=== YOUR GOAL ===
Pick out the lines below that include the string "baskaryan".

Collected data entries:

PR #21192, opened 2024-05-02
Update lancedb.py

raghavdixit99:
very minor update in LanceDB integration, 'metric' argument was missing.

### DIFF
--- a/libs/community/langchain_community/vectorstores/lancedb.py
+++ b/libs/community/langchain_community/vectorstores/lancedb.py
@@ -162,6 +162,7 @@ class LanceDB(VectorStore):
 
     def create_index(
         self,
+        metric : Optional[str] = 'L2',
         col_name: Optional[str] = None,
         vector_col: Optional[str] = None,
         num_partitions: Optional[int] = 256,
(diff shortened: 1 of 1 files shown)


raghavdixit99:
@baskaryan, tagging you for quick merge as its a very small change. please review

libs/community/langchain_community/vectorstores/lancedb.py
```diff
@@ -162,6 +162,7 @@ def get_table(self, name: Optional[str] = None) -> Any:
 
     def create_index(
         self,
+        metric: Optional[str] = "L2",
```
eyurtsev, line 165: This is a breaking change because users may be invoking this code using positional arguments. 

Please put the argument at end and precede it with a `*` operator.

raghavdixit99: Adding it as a `*arg `limits clarity and usage as our user can only specify the arg as a simple string without being able to pass it as a `kwarg (metric = 'cosine' )`, I just shifted this argument to the end of precedence. 

Since its an optional argument and is shifted to the end, it doesnt break previous usage, I have tested it on my end and there is no breakage. Please have a look, Thank you

raghavdixit99:
@eyurtsev  / @baskaryan have updated the branch

baskaryan (approved):

PR #21194, opened 2024-05-02
langchain[patch]: chat histories to handle optional community dependence

eyurtsev:


libs/langchain/langchain/memory/chat_message_histories/in_memory.py
```diff
@@ -1,3 +1,21 @@
-from langchain_community.chat_message_histories.in_memory import ChatMessageHistory
+from typing import TYPE_CHECKING, Any
+
+from langchain._api import create_importer
+
+if TYPE_CHECKING:
+    from langchain_community.chat_message_histories.in_memory import ChatMessageHistory
```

=== SOLUTION TO THE EXERCISE ===
@baskaryan, tagging you for quick merge as its a very small change. please review
@eyurtsev  / @baskaryan have updated the branch
baskaryan (approved):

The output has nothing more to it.